Combining models and databases
SQL, which stands for structured query language, is a programming language for storing and manipulating information in a database. In SQL, people can ask questions about data using keywords, such as by summing, filtering, or grouping database records.
However, querying a model can provide deeper insights, since models can capture what data imply for an individual. For instance, a female developer who wonders if she is underpaid is likely more interested in what salary data mean for her individually than in trends from database records.
The researchers noticed that SQL didn’t provide an effective way to incorporate probabilistic AI models, but at the same time, approaches that use probabilistic models to make inferences didn’t support complex database queries.
They built GenSQL to fill this gap, enabling someone to query both a dataset and a probabilistic model using a straightforward yet powerful formal programming language.
A GenSQL user uploads their data and probabilistic model, which the system automatically integrates. Then, she can run queries on data that also get input from the probabilistic model running behind the scenes. This not only enables more complex queries but can also provide more accurate answers.
For instance, a query in GenSQL might be something like, “How likely is it that a developer from Seattle knows the programming language Rust?” Just looking at a correlation between columns in a database might miss subtle dependencies. Incorporating a probabilistic model can capture more complex interactions.
Plus, the probabilistic models GenSQL utilizes are auditable, so people can see which data the model uses for decision-making. In addition, these models provide measures of calibrated uncertainty along with each answer.
For instance, with this calibrated uncertainty, if one queries the model for predicted outcomes of different cancer treatments for a patient from a minority group that is underrepresented in the dataset, GenSQL would tell the user that it is uncertain, and how uncertain it is, rather than overconfidently advocating for the wrong treatment.
Faster and more accurate results
To evaluate GenSQL, the researchers compared their system to popular baseline methods that use neural networks. GenSQL was between 1.7 and 6.8 times faster than these approaches, executing most queries in a few milliseconds while providing more accurate results.

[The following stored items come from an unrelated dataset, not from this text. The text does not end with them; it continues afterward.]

PR #9018, opened 2023-03-29
Improve support for logback 1.3+

timyates:
Logback 1.3.x+ changed the binary format for Configurators, and introduced a default one.

The issue is that when we call .configure on one, the JVM crashes as there is now an unexpected return value.

I cannot find a way of detecting and logging this issue (without some sort of reflection)

This change checks to see if the configurator we've detected is the default one added to logback in 1.3.x here

https://github.com/qos-ch/logback/blob/5ac98f440dabec45d8ab9b3519b2aa308f05793b/logback-classic/src/main/java/ch/qos/logback/classic/util/DefaultJoranConfigurator.java

And if it is, we ignore it.

This will not fix it for people using a Custom Configurator that they compile under Logback 1.3+, they will still see the crash with no warning.

But people upgrading to 1.3+ should see their application just run, and if they change their logback.xml emit debug with

```
<configuration debug="true">
```

They will see

```
12:55:21,222 |-INFO in ch.qos.logback.classic.LoggerContext[default] - Skipping ch.qos.logback.classic.util.DefaultJoranConfigurator as it's assumed to be from an unsupported version of Logback
```

### DIFF
--- a/runtime/src/main/java/io/micronaut/logging/impl/LogbackUtils.java
+++ b/runtime/src/main/java/io/micronaut/logging/impl/LogbackUtils.java
@@ -39,6 +39,8 @@ import java.util.function.Supplier;
  */
 public final class LogbackUtils {
 
+    private static final String DEFAULT_LOGBACK_13_PROGRAMMATIC_CONFIGURATOR = "ch.qos.logback.classic.util.DefaultJoranConfigurator";
+
     private LogbackUtils() {
     }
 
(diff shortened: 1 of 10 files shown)


timyates:
To test this, if you undo the change here

https://github.com/micronaut-projects/micronaut-core/pull/9018/files#diff-48c626371a6ef34faaa5773e2a97b0168e7c916d6532f65956b5e736fd54a644R93

Then the new `test-suite-logback-14` should fail with initialization exceptions

graemerocher (approved):

sdelamo (approved):

PR #9022, opened 2023-03-29
Support JDK 20 in annotation processors

dstepanov:
Do we need to do this every Java release?


dstepanov:
I think this will require Java 20 build.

They also applied GenSQL in two case studies: one in which the system identified mislabeled clinical trial data and the other in which it generated accurate synthetic data that captured complex relationships in genomics.

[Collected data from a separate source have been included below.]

PR #9032, opened 2023-03-30
Use `Map.of` instead of custom implementation

dstepanov:
It looks like Java's `Map.of` is more performant than our `ImmutableSortedStringsArrayMap`, I think it's better to use the native implementation.

We still have to keep the previous implementation till everything is recompiled and all nulls in map values are eliminated.

There are some stats:
Before:
AnnotationValueBenchmark.benchMarkGetValue  thrpt    5  4686109.127 ± 176737.942  ops/s
After:
AnnotationValueBenchmark.benchMarkGetValue  thrpt    5  4999775.733 ± 276019.217  ops/s

Before:
FullHttpStackBenchmark.test  MICRONAUT  avgt   30  20530.775 ± 252.348  ns/op
After:
FullHttpStackBenchmark.test  MICRONAUT  avgt   30  19438.006 ± 94.318  ns/op

### DIFF
--- a/core-processor/src/main/java/io/micronaut/inject/annotation/AnnotationMetadataWriter.java
+++ b/core-processor/src/main/java/io/micronaut/inject/annotation/AnnotationMetadataWriter.java
@@ -15,18 +15,17 @@
  */
 package io.micronaut.inject.annotation;
 
+import io.micronaut.context.expressions.AbstractEvaluatedExpression;
 import io.micronaut.core.annotation.AnnotationClassValue;
 import io.micronaut.core.annotation.AnnotationMetadata;
 import io.micronaut.core.annotation.AnnotationMetadataDelegate;
-import io.micronaut.core.annotation.AnnotationUtil;
-import io.micronaut.core.expressions.EvaluatedExpressionReference;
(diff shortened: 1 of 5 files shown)


core-processor/src/main/java/io/micronaut/inject/annotation/AnnotationMetadataWriter.java
```diff
@@ -698,13 +659,56 @@ private static void pushValue(Type declaringType, ClassVisitor declaringClassWri
...
 
             methodVisitor.invokeConstructor(type, CONSTRUCTOR_CONTEXT_EVALUATED_EXPRESSION);
-
         } else {
-            methodVisitor.visitInsn(ACONST_NULL);
+            throw new IllegalStateException("Unsupported Map value:  " + value + " " + value.getClass().getName());
+        }
+    }
+
+    public static boolean isSupportedMapValue(Object value) {
```
yawkat, line 672: i think this should just be a giant ||

yawkat (approved):

graemerocher (approved):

Next, the researchers want to apply GenSQL more broadly to conduct largescale modeling of human populations. With GenSQL, they can generate synthetic data to draw inferences about things like health and salary while controlling what information is used in the analysis.
They also want to make GenSQL easier to use and more powerful by adding new optimizations and automation to the system. In the long run, the researchers want to enable users to make natural language queries in GenSQL. Their goal is to eventually develop a ChatGPT-like AI expert one could talk to about any database, which grounds its answers using GenSQL queries.
This research is funded, in part, by the Defense Advanced Research Projects Agency (DARPA), Google, and the Siegel Family Foundation.